PR #12117, opened 2025-10-03
HIP-1056 Get intermediate topic message from trace data

### LINKED ISSUE #11700: HIP-1056 Get intermediate topic message info from trace data
### Problem

In the HIP-1056 update to support atomic batch transaction, `SubmitMessageTraceData` is added as one of trace data to capture intermediate topic message state changes (sequence number and running hash) for multiple ConsensusSubmitMessage transactions in a transaction unit of which state changes are only written to the top level transaction, mirrornode needs to add support to reconstruct relevant info in transaction receipt

### Solution

Note the solution in CN should be generic and apply to future transaction unit, e.g., when system contract adds consensus submit message support.

Right now, due to lack of intermediate state changes, mirrornode's solution can only fill in correct topic sequence numbers given multiple consensus submit transaction transaction in a single transaction unit. With the trace data support, mirrornode should remove the current logic and use `SubmitMessageTraceData` instead.

### Alternatives

_No response_

xin-hedera:
**Description**:

This PR supports getting intermediate topic message info from trace data

- Get topic message info from `SubmitMessageTraceData` and fall back to statechanges
- Remove topic sequence number inference logic in `StateChangeContext`
- Skip creating `TopicMessage` in `ConsensusSubmitMessageTransactionHandler` if no running hash available

**Related issue(s)**:

Fixes #11700 

**Notes for reviewer**:

**Checklist**

### DIFF
--- a/common/src/main/java/org/hiero/mirror/common/domain/transaction/StateChangeContext.java
+++ b/common/src/main/java/org/hiero/mirror/common/domain/transaction/StateChangeContext.java
@@ -150,19 +150,7 @@ public final class StateChangeContext {
     }
 
     public Optional<TopicMessage> getTopicMessage(@Nonnull TopicID topicId) {
-        return Optional.ofNullable(topicState.remove(topicId)).map(topicMessage -> {
-            if (topicMessage.getSequenceNumber() > 1) {
-                // running hash is lost for any earlier message, set it to an empty bytearray
-                // since null is not allowed
-                topicState.put(
-                        topicId,
-                        TopicMessage.builder()
-                                .runningHash(DomainUtils.EMPTY_BYTE_ARRAY)
-                                .sequenceNumber(topicMessage.getSequenceNumber() - 1)
-                                .build());
-            }
-            return topicMessage;
-        });
+        return Optional.ofNullable(topicState.remove(topicId));
     }
 
     /**
--- a/importer/src/main/java/org/hiero/mirror/importer/downloader/block/transformer/ConsensusSubmitMessageTransformer.java
+++ b/importer/src/main/java/org/hiero/mirror/importer/downloader/block/transformer/ConsensusSubmitMessageTransformer.java
@@ -18,18 +18,20 @@ final class ConsensusSubmitMessageTransformer extends AbstractBlockTransactionTr
             return;
         }
 
-        var recordBuilder = blockTransactionTransformation.recordItemBuilder().transactionRecordBuilder();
○ ○ ○ ○ ○ ○ ○
Task brief: Track down all lines above with the string "should" and copy them.

Solution:
Note the solution in CN should be generic and apply to future transaction unit, e.g., when system contract adds consensus submit message support.
Right now, due to lack of intermediate state changes, mirrornode's solution can only fill in correct topic sequence numbers given multiple consensus submit transaction transaction in a single transaction unit. With the trace data support, mirrornode should remove the current logic and use `SubmitMessageTraceData` instead.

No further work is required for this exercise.